As a domestic label, Menart has grown in Slovenia to the leading company in popular music – dominating sales and airplay charts with acts as Atomik Harmonik, Dan D, Siddharta, Tabu, Jan Plestenjak, Magnifico, Alya, Saša Lendero, Turbo Angels, Niet, Rebeka Dremelj and Kingston. Menart has established itself on the top of the Slovenian music industry. Besides releasing physical records, Menart has started in Slovenia the download site mZone.si (early 2008). On this site Slovenian and (on a limited scale) international customers can download domestic and foreign titles.

In Croatia Menart has worked in ten year the label to the top. Menart has established the following acts in the top of the Croatian popular music scene: The Beat Fleet, Colonia, Hladno pivo, Edo Maajka, Goran Karan, Karma, Letu štuke, Luka Nižetić, Matija Cvek, Pips, Chips & Videoclips, Lollobrigida Girls, Gustafi and many others.

== International activities ==

Menart has also managed to release (through licensing partners) various acts outside of the former Yugoslavian territories:
- Karma – a high profiled act in Slovakia and Czech Republic. Besides this the album Seven Days was released in China&Ukraine. Various singles were released on compilation CDs around the globe.
- Colonia: various singles have been released in Poland, Czech Republic, Slovakia and Eastern Asia.
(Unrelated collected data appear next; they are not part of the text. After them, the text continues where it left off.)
PR #2623, opened 2022-10-11
Enable configuration of the zstd compression level for feather store

dispanser:
This came up during work on the parquet / feather benchmarks, where we want to measure the effect of various compression levels for both parquet and feather.

This change follows closely what we do for the parquet plugin to make the zstd compression level configurable.

### :memo: Reviewer Checklist


dispanser:
I guess I still need to add a changelog entry, extend `vast.yaml.example`, and find a place in our documentation to add the parameter.

NB, there is no documentation for parquet plugin configuration options. Where's a good place for that?

dominiklohmann:
> NB, there is no documentation for parquet plugin configuration options. Where's a good place for that?

I'd say under tuning: https://vast.io/docs/setup/tune

libvast/native-plugins/feather.cpp
```diff
@@ -24,6 +25,23 @@
...
+  int64_t zstd_compression_level{9};
+
+  template <class Inspector>
+  friend auto inspect(Inspector& f, configuration& x) {
+    return f(x.zstd_compression_level);
+  }
+
+  static const record_type& layout() noexcept {
+    static auto result = record_type{
+      {"zstd-compression-level", integer_type{}},
```
dominiklohmann, line 39: This is `vast.plugins.feather.zstd-compression-level`, right? I think this should be `vast.compression-level` instead and apply to both plugins at the same time. That'd be a lot easier to communicate in documentation.

dominiklohmann (changes requested):

libvast/native-plugins/feather.cpp
```diff
@@ -24,6 +25,23 @@
 
 namespace vast::plugins::feather {
 
+/// Configuration for the Feather plugin.
+struct configuration {
+  int64_t zstd_compression_level{9};
```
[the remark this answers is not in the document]
dispanser: fair, will change.

libvast/native-plugins/feather.cpp
dispanser: That makes sense. I'm not aware of a way to access the overall system config from within a plugin, though.

dominiklohmann: For any given actor that runs in the server process you can call `content(self->system().config())` to get the configuration as a `caf::settings` object. This may need to be passed in from the `store_actor_plugin` to the `store_plugin`.

libvast/native-plugins/feather.cpp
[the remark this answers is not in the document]
dispanser: Given that the current default compression level is "1", with a single, global setting I would have to make a change for the parquet plugin defaults, assuming it also inherits from this default. I think that would be fine (given a changelog entry).

libvast/native-plugins/feather.cpp
dispanser: Would it make sense to also adapt `chunk::compress` and `arrow_table_slice_builder::create_table_slice` to use this new system-wide default? I'm a bit hesitant b/c tradeoffs for storage vs other data representations may be different / separate concerns.

libvast/native-plugins/feather.cpp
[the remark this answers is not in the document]
dominiklohmann: I think changing it for Parquet has far less impact than changing it for Feather; not sure what we want to do here. @mavam any thoughts?

libvast/native-plugins/feather.cpp
dominiklohmann: I think those are implementation details and should not be touched in the context of this PR.

libvast/native-plugins/feather.cpp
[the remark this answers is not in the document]
mavam: I have no intuition. I'd like to measure this first so that I can make data-driven assumptions.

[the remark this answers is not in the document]
dominiklohmann: Me neither. This is why we currently use what Arrow gives us a default level.

I propose changing Parquet to also make use of Arrow's default level for Zstd, and then creating a follow-up for investigating what level we should actually be using as a default.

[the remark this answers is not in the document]
mavam: Then we are going to compare apples to oranges: the compression level must be equal to understand the delta. I would argue that we use one `zstd-compression-level` that is used for both.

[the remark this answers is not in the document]
dominiklohmann: That's exactly what I suggested.

libvast/native-plugins/feather.cpp
mavam: I think it actually makes sense to have a `zstd-compression-level`. A compression level without a specific algorithm is meaningless. The range is different, some go from 1 to 3, some to 15, etc.

dominiklohmann: Agree on naming it `vast.zstd-compression-level` rather than just `vast.compression-level`, but I still think it shouldn't be `vast.plugins.{parquet,feather}.zstd-compression-level`, as that's just very hidden.

mavam: Agreed as well.

libvast/include/vast/plugin.hpp
```diff
@@ -313,7 +313,8 @@ class store_plugin : public virtual store_actor_plugin {
 
   /// Create a store for active partitions.
   [[nodiscard]] virtual caf::expected<std::unique_ptr<active_store>>
-  make_active_store() const = 0;
+  make_active_store(
+    const caf::dictionary<caf::config_value>& vast_config) const = 0;
```
dominiklohmann, line 317: 1. `caf::dictionary<caf::config_value>` is usually called `caf::settings` (which is an alias for the former, but much more readable)
2. Do we really want to pass in _all_ settings here instead of just the one that is relevant? One of the goals of the `store_plugin` was to make it simple to use over the `store_actor_plugin`.

dispanser: The main argument for passing in all settings is that we don't know which settings might be relevant for a plugin. E.g., if a plugin doesn't use zstd, but a different one, we'd have to extend the interface, and touch all plugin implementations. On the other hand, parquet could possibly use the global `table_slice_size` for producing properly sized chunks when reading parquet, but currently uses its own setting for this.

mavam: I've see the passing-in-all-settings pattern across languages quite frequently. I think it works, actually, given that the configuration is often considered public global state.

changelog/unreleased/2623.md--compression-level-config.md
```diff
@@ -0,0 +1,6 @@
+There is a new setting, `vast.zstd-compression-level`, to control the
+compression level of the zstd algorithm used in both the feather and parquet
+store backend. The default value is `1`, which already was the default for the
+feather store backend, but is a change for parquet, which previously had its
+own default of `9`. We find `1` to be a very good trade-off between performance
+and storage size.
```
dominiklohmann, line 6: The filename for this if off; this will break the changelog generation.

dominiklohmann, line 6: I'm not sure we should mention that the default is 1, because that isn't even what we set it to in the code. The default that we use is the default that Apache Arrow has (or recommends, in a way). It could change in future Arrow versions.

vast.yaml.example
```diff
@@ -128,6 +128,9 @@ vast:
   # store plugin.
   store-backend: feather
 
+  # zstd compression level applied to both feather and parquet store backends.
+  zstd-compression-level: 1
```
dominiklohmann, line 132:
```suggestion
  # Zstd compression level applied to both Feather and Parquet store backends.
  # zstd-compression-level: <default>
```

web/docs/setup/tune.md
```diff
@@ -101,6 +101,23 @@ VAST supports [rebuilding the entire database](#rebuild-partitions) in case you
 want to switch to a different store format. However, VAST works perfectly fine
 with a mixed-storage configuration, so a full rebuild is not required.
 
+### Compression
+
+Partitions in feather and parquet format are compressed using zstd. To fine-tune
+the space-time trade-off, VAST allows you to control the compression level used:
```
dominiklohmann, line 107: Please use active-voice, and start with the problem: As a user, why would I want to change the compression level?

Spelling-wise, Zstd, Feather, and Parquet are usually all capitalized.

libvast/src/plugin.cpp
```diff
@@ -353,7 +353,9 @@ caf::expected<store_actor_plugin::builder_and_header>
 store_plugin::make_store_builder(system::accountant_actor accountant,
                                  system::filesystem_actor fs,
                                  const vast::uuid& id) const {
-  auto store = make_active_store();
+  const auto& vast_config = caf::get<caf::settings>(
+    content(fs->home_system().config()).find("vast")->second);
```
dominiklohmann, line 357: Does this still work if I provide no config at all, or do you de-reference a nullptr then? `find(...)->...` looks rather unsafe to me.

Similarly, what happens if it's a string and not a dictionary? Doesn't `caf::get<caf::settings>` just run into undefined behavior (or an assertion) then?

Since the configuration is user input we need to access it with rather defensive mechanisms.

libvast/native-plugins/feather.cpp
```diff
@@ -159,8 +184,7 @@ class active_feather_store final : public active_store {
     // TODO: Set write_properties.chunksize to the expected batch size
     write_properties.compression = arrow::Compression::ZSTD;
     write_properties.compression_level
-      = arrow::util::Codec::DefaultCompressionLevel(arrow::Compression::ZSTD)
-          .ValueOrDie();
+      = detail::narrow<int>(feather_config_.zstd_compression_level);
```
dominiklohmann, line 187: Do we need to validate here that the level is valid for the codec? Same for Parquet.

libvast/include/vast/plugin.hpp
```diff
@@ -313,7 +313,7 @@ class store_plugin : public virtual store_actor_plugin {
 
   /// Create a store for active partitions.
   [[nodiscard]] virtual caf::expected<std::unique_ptr<active_store>>
-  make_active_store() const = 0;
+  make_active_store(const caf::settings& vast_config) const = 0;
```
dominiklohmann, line 316: Please document the new parameter.

changelog/unreleased/2623.md--compression-level-config.md
dominiklohmann, line 6: Please use active voice and present tense for changelog entries.

dominiklohmann (commented):
I think this is _almost_ there. Happy to see this lands, especially in light of the data analysis from the recent blog post.

libvast/native-plugins/feather.cpp
dispanser: I tested it with out-of-bounds numbers, and it seems to work / accept the nearest valid value.

However, verifying the config is a good idea, but at this particular stage, it's too late IMHO - we should produce a message on startup.

changelog/unreleased/2623.md--compression-level-config.md
dispanser: That's a valid point. However, if we chose to do so then we are shipping a software with a software knob we don't know the default value for and / or it depends on the specific arrow version, which is not exactly user friendly.

dominiklohmann: There are quite a few default values for which we do not know a concrete value. It's just "the default," or "automatically chosen." This applies to quite a few CAF-related tuning options, for example. I think we should be accurate here, and saying "the default level for Apache Arrow" is in my opinion.

libvast/src/plugin.cpp
dispanser:
```
  const auto& vast_config
    = caf::get_or(content(fs->home_system().config()), "vast", caf::settings{});
```

Is probably better, which yields a default / empty settings in case there's nothing called `vast` in there. `caf::get_or` also does the right thing if the config option is not itself a `caf::settings`, so I hope that is sufficiently safe.

dominiklohmann: You could also use `caf::get_if`, which is able to correctly distinguish between "not provided" and "not provided."

I think for this particular one, there's actually an overload of `caf::get_*` that you can use to step through the nesting directly:

```
caf::get_or(settings, "vast.zstd-compression-level", default_zstd_compression_level)
```

dispanser: Indeed, `caf::get_or` also just usees `get_if` under the hood.

The question here is what parts of the config we want to expose to the module. At the moment, the construct above confines the config that is exposed to plugins to the `vast` namespace, which I think is the correct thing to do, as I believe a plugin shouldn't directly deal with `caf` config options.

dominiklohmann: I find this to be very problematic from a DX perspective, because you then can no longer grep for the fully qualified config options. If you pass in a large settings object like this you might as well just pass in everything.

dispanser: Modified accordingly. We now pass in the entire config, and access `vast.zstd-compression-level` in the plugin.

libvast/native-plugins/feather.cpp
dispanser: The last unaddressed point - is there a place where the basic config is verified? I know there's a place where we "translate" legacy config bits...

dominiklohmann: This is probably the correct spot for it.

https://github.com/tenzir/vast/blob/2edd66e81d3e60ea5ced22f2fd30271f54f031ad/vast/vast.cpp#L187-L204

dispanser: done in latest [commit](https://github.com/tenzir/vast/pull/2623/commits/dda026d3e15ee9a07cc4d5b5810b32f9051b16b6). It's a bit convoluted, and also the range according to `arrow::util::Codec::M{in,ax}imumCompressionLevel(arrow::Compression::ZSTD)` is `[-131072, 22]`, so the lower bound is not reliable.

vast/vast.cpp
```diff
@@ -187,18 +187,42 @@ int main(int argc, char** argv) {
...
+      return EXIT_FAILURE;
+    }
+    if (!max_level.ok()) {
+      VAST_ERROR("unable to configure Zstd codec for Apache Arrow: {}",
+                 max_level.status().ToString());
+      return EXIT_FAILURE;
+    }
+    if (compression_level < min_level.ValueUnsafe()
+        || compression_level > max_level.ValueUnsafe()) {
+      VAST_ERROR("zstd compression level '{}' outside of valid range [{}, {}]",
```
dominiklohmann, line 216:
```suggestion
      VAST_ERROR("Zstd compression level '{}' outside of valid range [{}, {}]",
```

changelog/unreleased/2623.md
```diff
@@ -0,0 +1,4 @@
+VAST has a new configuration setting, `vast.zstd-compression-level`, to control
```
dominiklohmann, line 1:
```suggestion
VAST has a new configuration setting `vast.zstd-compression-level` to control
```

changelog/unreleased/2623.md
```diff
@@ -0,0 +1,4 @@
...
+the compression level of the Zstd algorithm used in both the Feather and
+Parquet store backend. The default value is taken from Apache Arrow, which
```
dominiklohmann, line 3:
```suggestion
Parquet store backends. The default value is taken from Apache Arrow, which
```

changelog/unreleased/2623.md
```diff
@@ -0,0 +1,4 @@
...
+changes the default for Parquet, which previously had its own default of `9`.
```
dominiklohmann, line 4: Suggestion for the last sentence to avoid the double "which":

> The default level is set by the Apache Arrow library, and for Parquet is no longer explicitly defaulted to 9.

dominiklohmann (approved):
Just wordsmithing now. I think this is ready to go! 🚀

Besides this the album 'Najbolje od Svega' was released in Russia
- Narany: a high anticipated album is released in August 2008 and expects to be released various European countries as well
- Various songs from the Menart catalogue have been used in movies, commercials and TV shows; including the usage of Frenkie's song 'Soundtrack' in the movie 'The Incredible Hulk'

Menart is an official distributor for Sony BMG Music Entertainment and Edel AG.